§ Requirement:
Nothing may be left out, so copy every entry exactly.

*** Records to process Section Begins ***

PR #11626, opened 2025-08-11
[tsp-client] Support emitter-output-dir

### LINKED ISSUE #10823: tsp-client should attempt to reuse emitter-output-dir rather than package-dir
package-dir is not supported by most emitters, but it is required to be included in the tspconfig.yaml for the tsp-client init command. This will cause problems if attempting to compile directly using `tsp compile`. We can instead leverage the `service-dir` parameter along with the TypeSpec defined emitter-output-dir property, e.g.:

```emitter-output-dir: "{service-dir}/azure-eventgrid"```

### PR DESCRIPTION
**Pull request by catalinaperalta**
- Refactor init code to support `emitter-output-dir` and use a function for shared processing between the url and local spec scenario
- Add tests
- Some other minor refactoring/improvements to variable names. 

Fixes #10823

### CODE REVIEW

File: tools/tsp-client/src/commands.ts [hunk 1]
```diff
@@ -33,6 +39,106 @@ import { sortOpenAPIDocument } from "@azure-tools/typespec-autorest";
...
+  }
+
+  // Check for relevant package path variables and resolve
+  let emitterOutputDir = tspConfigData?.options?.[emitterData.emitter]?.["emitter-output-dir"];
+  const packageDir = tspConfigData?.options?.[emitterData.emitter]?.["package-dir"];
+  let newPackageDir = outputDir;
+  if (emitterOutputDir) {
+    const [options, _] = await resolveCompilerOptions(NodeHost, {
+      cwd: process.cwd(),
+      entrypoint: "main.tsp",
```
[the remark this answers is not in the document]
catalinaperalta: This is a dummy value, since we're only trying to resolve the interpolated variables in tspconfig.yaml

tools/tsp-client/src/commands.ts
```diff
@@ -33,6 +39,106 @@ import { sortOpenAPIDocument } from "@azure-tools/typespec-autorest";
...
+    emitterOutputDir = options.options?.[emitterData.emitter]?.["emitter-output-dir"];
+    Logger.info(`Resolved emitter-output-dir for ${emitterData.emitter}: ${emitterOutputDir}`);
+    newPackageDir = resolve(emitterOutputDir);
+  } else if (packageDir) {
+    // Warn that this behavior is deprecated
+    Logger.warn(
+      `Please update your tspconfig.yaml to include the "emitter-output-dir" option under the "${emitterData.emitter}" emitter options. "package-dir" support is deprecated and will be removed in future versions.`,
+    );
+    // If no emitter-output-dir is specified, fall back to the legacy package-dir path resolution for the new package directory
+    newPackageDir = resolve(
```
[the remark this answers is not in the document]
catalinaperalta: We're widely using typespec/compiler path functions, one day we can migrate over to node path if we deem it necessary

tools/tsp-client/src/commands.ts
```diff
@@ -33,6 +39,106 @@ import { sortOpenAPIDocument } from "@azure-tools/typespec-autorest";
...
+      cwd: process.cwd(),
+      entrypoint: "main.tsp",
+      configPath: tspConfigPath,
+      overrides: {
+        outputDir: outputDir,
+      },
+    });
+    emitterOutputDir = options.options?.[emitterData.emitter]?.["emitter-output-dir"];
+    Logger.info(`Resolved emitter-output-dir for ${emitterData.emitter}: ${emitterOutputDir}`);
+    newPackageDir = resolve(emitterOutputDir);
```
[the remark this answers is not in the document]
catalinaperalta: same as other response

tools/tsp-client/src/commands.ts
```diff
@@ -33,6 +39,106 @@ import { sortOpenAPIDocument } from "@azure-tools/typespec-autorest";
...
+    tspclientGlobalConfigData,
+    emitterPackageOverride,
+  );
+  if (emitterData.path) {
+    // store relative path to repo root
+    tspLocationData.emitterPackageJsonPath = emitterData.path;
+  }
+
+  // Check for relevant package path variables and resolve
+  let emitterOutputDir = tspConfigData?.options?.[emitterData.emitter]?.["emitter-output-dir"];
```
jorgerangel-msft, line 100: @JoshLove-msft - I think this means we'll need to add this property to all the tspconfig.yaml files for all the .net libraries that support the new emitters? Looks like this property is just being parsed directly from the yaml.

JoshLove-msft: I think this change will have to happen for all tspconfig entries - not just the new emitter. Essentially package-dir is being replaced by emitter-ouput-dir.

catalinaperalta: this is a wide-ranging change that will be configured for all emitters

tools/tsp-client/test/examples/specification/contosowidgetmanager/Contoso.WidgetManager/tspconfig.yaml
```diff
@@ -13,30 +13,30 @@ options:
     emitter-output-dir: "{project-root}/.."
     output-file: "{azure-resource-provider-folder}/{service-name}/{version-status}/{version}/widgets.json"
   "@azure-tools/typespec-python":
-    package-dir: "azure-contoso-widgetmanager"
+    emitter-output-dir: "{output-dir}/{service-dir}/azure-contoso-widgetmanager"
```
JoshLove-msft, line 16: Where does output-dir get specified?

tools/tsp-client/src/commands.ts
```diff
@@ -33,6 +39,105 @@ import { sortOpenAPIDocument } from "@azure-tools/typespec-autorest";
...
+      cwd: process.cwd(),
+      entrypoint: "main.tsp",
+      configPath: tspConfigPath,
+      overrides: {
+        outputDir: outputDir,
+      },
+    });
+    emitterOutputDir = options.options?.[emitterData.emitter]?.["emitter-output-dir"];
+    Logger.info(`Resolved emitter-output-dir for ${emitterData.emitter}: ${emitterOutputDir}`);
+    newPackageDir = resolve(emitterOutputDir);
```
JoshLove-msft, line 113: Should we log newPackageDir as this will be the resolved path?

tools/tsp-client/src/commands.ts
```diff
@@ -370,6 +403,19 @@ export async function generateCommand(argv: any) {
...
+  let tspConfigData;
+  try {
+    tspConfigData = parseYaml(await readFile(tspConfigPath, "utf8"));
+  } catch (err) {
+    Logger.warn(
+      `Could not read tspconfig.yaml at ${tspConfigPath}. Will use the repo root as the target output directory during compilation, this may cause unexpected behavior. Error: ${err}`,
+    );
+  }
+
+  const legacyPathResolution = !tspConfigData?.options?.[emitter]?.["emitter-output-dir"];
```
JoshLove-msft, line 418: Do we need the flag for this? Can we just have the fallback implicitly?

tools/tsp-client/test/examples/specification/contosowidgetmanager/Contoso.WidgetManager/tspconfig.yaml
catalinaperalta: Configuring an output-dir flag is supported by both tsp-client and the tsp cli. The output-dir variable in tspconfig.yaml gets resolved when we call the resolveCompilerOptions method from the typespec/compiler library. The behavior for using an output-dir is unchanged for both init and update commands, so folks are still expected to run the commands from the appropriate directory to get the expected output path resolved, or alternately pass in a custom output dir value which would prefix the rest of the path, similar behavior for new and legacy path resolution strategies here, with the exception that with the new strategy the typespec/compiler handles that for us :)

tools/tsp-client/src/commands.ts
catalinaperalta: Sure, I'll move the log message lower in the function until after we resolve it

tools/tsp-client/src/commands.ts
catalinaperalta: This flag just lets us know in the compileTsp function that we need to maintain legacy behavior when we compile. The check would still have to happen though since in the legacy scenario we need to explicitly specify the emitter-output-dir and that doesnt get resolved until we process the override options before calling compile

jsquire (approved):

*** Records to process Section Ends ***

§ Completed exercise:
PR #11626, opened 2025-08-11
[tsp-client] Support emitter-output-dir

### LINKED ISSUE #10823: tsp-client should attempt to reuse emitter-output-dir rather than package-dir
package-dir is not supported by most emitters, but it is required to be included in the tspconfig.yaml for the tsp-client init command. This will cause problems if attempting to compile directly using `tsp compile`. We can instead leverage the `service-dir` parameter along with the TypeSpec defined emitter-output-dir property, e.g.:

```emitter-output-dir: "{service-dir}/azure-eventgrid"```

### PR DESCRIPTION
**Pull request by catalinaperalta**
- Refactor init code to support `emitter-output-dir` and use a function for shared processing between the url and local spec scenario
- Add tests
- Some other minor refactoring/improvements to variable names. 

Fixes #10823

### CODE REVIEW

File: tools/tsp-client/src/commands.ts [hunk 1]
```diff
@@ -33,6 +39,106 @@ import { sortOpenAPIDocument } from "@azure-tools/typespec-autorest";
...
+  }
+
+  // Check for relevant package path variables and resolve
+  let emitterOutputDir = tspConfigData?.options?.[emitterData.emitter]?.["emitter-output-dir"];
+  const packageDir = tspConfigData?.options?.[emitterData.emitter]?.["package-dir"];
+  let newPackageDir = outputDir;
+  if (emitterOutputDir) {
+    const [options, _] = await resolveCompilerOptions(NodeHost, {
+      cwd: process.cwd(),
+      entrypoint: "main.tsp",
```
[the remark this answers is not in the document]
catalinaperalta: This is a dummy value, since we're only trying to resolve the interpolated variables in tspconfig.yaml

tools/tsp-client/src/commands.ts
```diff
@@ -33,6 +39,106 @@ import { sortOpenAPIDocument } from "@azure-tools/typespec-autorest";
...
+    emitterOutputDir = options.options?.[emitterData.emitter]?.["emitter-output-dir"];
+    Logger.info(`Resolved emitter-output-dir for ${emitterData.emitter}: ${emitterOutputDir}`);
+    newPackageDir = resolve(emitterOutputDir);
+  } else if (packageDir) {
+    // Warn that this behavior is deprecated
+    Logger.warn(
+      `Please update your tspconfig.yaml to include the "emitter-output-dir" option under the "${emitterData.emitter}" emitter options. "package-dir" support is deprecated and will be removed in future versions.`,
+    );
+    // If no emitter-output-dir is specified, fall back to the legacy package-dir path resolution for the new package directory
+    newPackageDir = resolve(
```
[the remark this answers is not in the document]
catalinaperalta: We're widely using typespec/compiler path functions, one day we can migrate over to node path if we deem it necessary

tools/tsp-client/src/commands.ts
```diff
@@ -33,6 +39,106 @@ import { sortOpenAPIDocument } from "@azure-tools/typespec-autorest";
...
+      cwd: process.cwd(),
+      entrypoint: "main.tsp",
+      configPath: tspConfigPath,
+      overrides: {
+        outputDir: outputDir,
+      },
+    });
+    emitterOutputDir = options.options?.[emitterData.emitter]?.["emitter-output-dir"];
+    Logger.info(`Resolved emitter-output-dir for ${emitterData.emitter}: ${emitterOutputDir}`);
+    newPackageDir = resolve(emitterOutputDir);
```
[the remark this answers is not in the document]
catalinaperalta: same as other response

tools/tsp-client/src/commands.ts
```diff
@@ -33,6 +39,106 @@ import { sortOpenAPIDocument } from "@azure-tools/typespec-autorest";
...
+    tspclientGlobalConfigData,
+    emitterPackageOverride,
+  );
+  if (emitterData.path) {
+    // store relative path to repo root
+    tspLocationData.emitterPackageJsonPath = emitterData.path;
+  }
+
+  // Check for relevant package path variables and resolve
+  let emitterOutputDir = tspConfigData?.options?.[emitterData.emitter]?.["emitter-output-dir"];
```
jorgerangel-msft, line 100: @JoshLove-msft - I think this means we'll need to add this property to all the tspconfig.yaml files for all the .net libraries that support the new emitters? Looks like this property is just being parsed directly from the yaml.

JoshLove-msft: I think this change will have to happen for all tspconfig entries - not just the new emitter. Essentially package-dir is being replaced by emitter-ouput-dir.

catalinaperalta: this is a wide-ranging change that will be configured for all emitters

tools/tsp-client/test/examples/specification/contosowidgetmanager/Contoso.WidgetManager/tspconfig.yaml
```diff
@@ -13,30 +13,30 @@ options:
     emitter-output-dir: "{project-root}/.."
     output-file: "{azure-resource-provider-folder}/{service-name}/{version-status}/{version}/widgets.json"
   "@azure-tools/typespec-python":
-    package-dir: "azure-contoso-widgetmanager"
+    emitter-output-dir: "{output-dir}/{service-dir}/azure-contoso-widgetmanager"
```
JoshLove-msft, line 16: Where does output-dir get specified?

tools/tsp-client/src/commands.ts
```diff
@@ -33,6 +39,105 @@ import { sortOpenAPIDocument } from "@azure-tools/typespec-autorest";
...
+      cwd: process.cwd(),
+      entrypoint: "main.tsp",
+      configPath: tspConfigPath,
+      overrides: {
+        outputDir: outputDir,
+      },
+    });
+    emitterOutputDir = options.options?.[emitterData.emitter]?.["emitter-output-dir"];
+    Logger.info(`Resolved emitter-output-dir for ${emitterData.emitter}: ${emitterOutputDir}`);
+    newPackageDir = resolve(emitterOutputDir);
```
JoshLove-msft, line 113: Should we log newPackageDir as this will be the resolved path?

tools/tsp-client/src/commands.ts
```diff
@@ -370,6 +403,19 @@ export async function generateCommand(argv: any) {
...
+  let tspConfigData;
+  try {
+    tspConfigData = parseYaml(await readFile(tspConfigPath, "utf8"));
+  } catch (err) {
+    Logger.warn(
+      `Could not read tspconfig.yaml at ${tspConfigPath}. Will use the repo root as the target output directory during compilation, this may cause unexpected behavior. Error: ${err}`,
+    );
+  }
+
+  const legacyPathResolution = !tspConfigData?.options?.[emitter]?.["emitter-output-dir"];
```
JoshLove-msft, line 418: Do we need the flag for this? Can we just have the fallback implicitly?

tools/tsp-client/test/examples/specification/contosowidgetmanager/Contoso.WidgetManager/tspconfig.yaml
catalinaperalta: Configuring an output-dir flag is supported by both tsp-client and the tsp cli. The output-dir variable in tspconfig.yaml gets resolved when we call the resolveCompilerOptions method from the typespec/compiler library. The behavior for using an output-dir is unchanged for both init and update commands, so folks are still expected to run the commands from the appropriate directory to get the expected output path resolved, or alternately pass in a custom output dir value which would prefix the rest of the path, similar behavior for new and legacy path resolution strategies here, with the exception that with the new strategy the typespec/compiler handles that for us :)

tools/tsp-client/src/commands.ts
catalinaperalta: Sure, I'll move the log message lower in the function until after we resolve it

tools/tsp-client/src/commands.ts
catalinaperalta: This flag just lets us know in the compileTsp function that we need to maintain legacy behavior when we compile. The check would still have to happen though since in the legacy scenario we need to explicitly specify the emitter-output-dir and that doesnt get resolved until we process the override options before calling compile

jsquire (approved):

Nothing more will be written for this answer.